The ring 10 may be of a structural plastic (e.g., polycarbonate or
Nylon), metal (e.g., stainless steel), or elastomer, (e.g.,
silicone rubber) which may be advanced distally after vacuum is
applied in order to compact the tubes 4. FIG. 1B shows the
compacting ring 10 having been advanced and bunching of the skin 12
and tissue overlying the treatment cavity C with an attendant
increase in the skin-to-cavity tissue thickness.

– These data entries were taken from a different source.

PR #1192, opened 2024-11-15
test: do not set instance class identifier when creating a limitless cluster

aaron-congo:
### Description

The instance class we usually set for integration test clusters is not compatible with the latest PG version, which is limitless. This PR avoids setting the instance class if the cluster version includes the substring "limitless", so that we will not get an error for those integration test runs.


karenc-bq (approved):

wrapper/src/test/java/integration/util/AuroraTestUtility.java
```diff
@@ -276,16 +276,21 @@ public String createAuroraCluster() throws InterruptedException {
...
+          .dbClusterIdentifier(dbIdentifier)
+          .dbInstanceIdentifier(instanceName)
+          .engine(dbEngine)
+          .engineVersion(dbEngineVersion)
+          .publiclyAccessible(true)
+          .tags(testRunnerTag);
+
+      // The latest PG version is limitless, which is not compatible with dbInstanceClass (db.r5.large), so we will
+      // leave the instance class unspecified in this scenario.
+      if (!dbEngineVersion.contains("limitless")) {
```
sergiyvamz, line 289: Can we create an internal boolean flag isEngineLimitless and use it here? We can set this flag in createCluster()

aaron-congo:
After further investigation, it seems you cannot create a limitless cluster via the API (see docs [here](https://docs.aws.amazon.com/AmazonRDS/latest/AuroraUserGuide/limitless-create-cluster.html)). To get the integration tests working again, I'll open up a separate PR that selects the latest non-limitless version to run integration tests against. We can decide if we want to test against a limitless cluster separately.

[0035] FIG. 1C shows a partial section of the device 1 of FIGS. 1A
and 1B, including a part of the manifold 2 near the vacuum port 6,
and a method of joining the tubes 4 to the manifold 2. The method
includes the manifold 2 having protruding nipples 16 to accommodate
joining to the tubes 4. In FIG. 1C, an exemplary tube 4 is shown
with the optional convolutions 8 mentioned above. With the proximal
ends of the tubes sized to slip over the nipples 16, conventional
bonding can be used to assemble the tubes to the manifold. Other
conventional techniques known to those of skill in the art may also
be used.
[0036] FIG. 2 shows the device 1 of FIG. 1a in section view as seen
at 2-2, through the manifold 2. The array of tubes 4 are shown in a
circular configuration and splayed, and the interior 5 of the
nipples 16 are shown. Other tube layout configurations are optional
with only minor design adjustments obvious to those of skill in the
art.
[0037] FIG. 3A shows a preferred embodiment of the invention in
section view taken along the line 3A-3A in FIG. 3C. The device 20
has an upper (proximal) portion 22 and a lower (distal) portion 24.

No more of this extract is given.